Evolution of Sexual Performance

MacKinnon and Bhatia compare the evolution of sexual performance to the ways in which basketball star Michael Jordan changed the basic character of his winning ways over the course of his career. In his early years, Jordan made a name for himself as a prolific dunker who dominated games with his athletic ability. As time went on and his physical abilities matured, he tended to rely more on jump shots as his winning strategy. “The results were the same. He was still able to score — he just did it differently.”

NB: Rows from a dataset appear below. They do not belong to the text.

PR #918, opened 2019-08-05
[Form] Check for existing calendar, dropdown or checkbox modules

### LINKED ISSUE #916: UI selectors matching when component not installed
I am not sure if this is exactly a bug, but would like to document this none the less. Especially as this only came up after the latest 2 releases.

## Steps to reproduce
1. Install fomantic ui without calendar
2. Use class "ui calendar" class for your custom calendar
3. Submit a form

## Expected result
Form is submitted without JS errors

## Actual result
JS errors will be present

## Error message
$calendar.calendar is not a function (coming from form validation)

## Version
2.7.7

# Why could it be considered a bug?
As mentioned, only came a problem now. 
Semantic UI does not include a calendar, so we use were free to use what we wanted and use the same namespace as that is what we started out with. As Fomantic UI calendar is included so on switch we just removed that component. However now it broke since it has a check for if it can find elements with the calendar selector. If it included without the component then it can find matching elements and cause problems - like we had. Our solution is to override the selector, but could be good if the component wasn't included that it wouldn't include the selector either (use something that wouldn't match anything). Could be useful to others as well if you switch from SUI to FUI and have your own calendar.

Men who suspect their impotence is psychological in origin can seek the counsel of a psychiatrist or psychologist who can help find a solution to their problem. Alternatively, men — and their partners — might want to visit a sex therapist. During the course of this type of treatment, the therapist works with the patient to discover the stress factors that are causing the problem. According to, therapists often try to treat psychological ED naturally by using techniques designed to reduce the anxiety associated with intercourse. The affected patient’s partner can help with these techniques, which focus on the gradual development of intimacy and stimulation.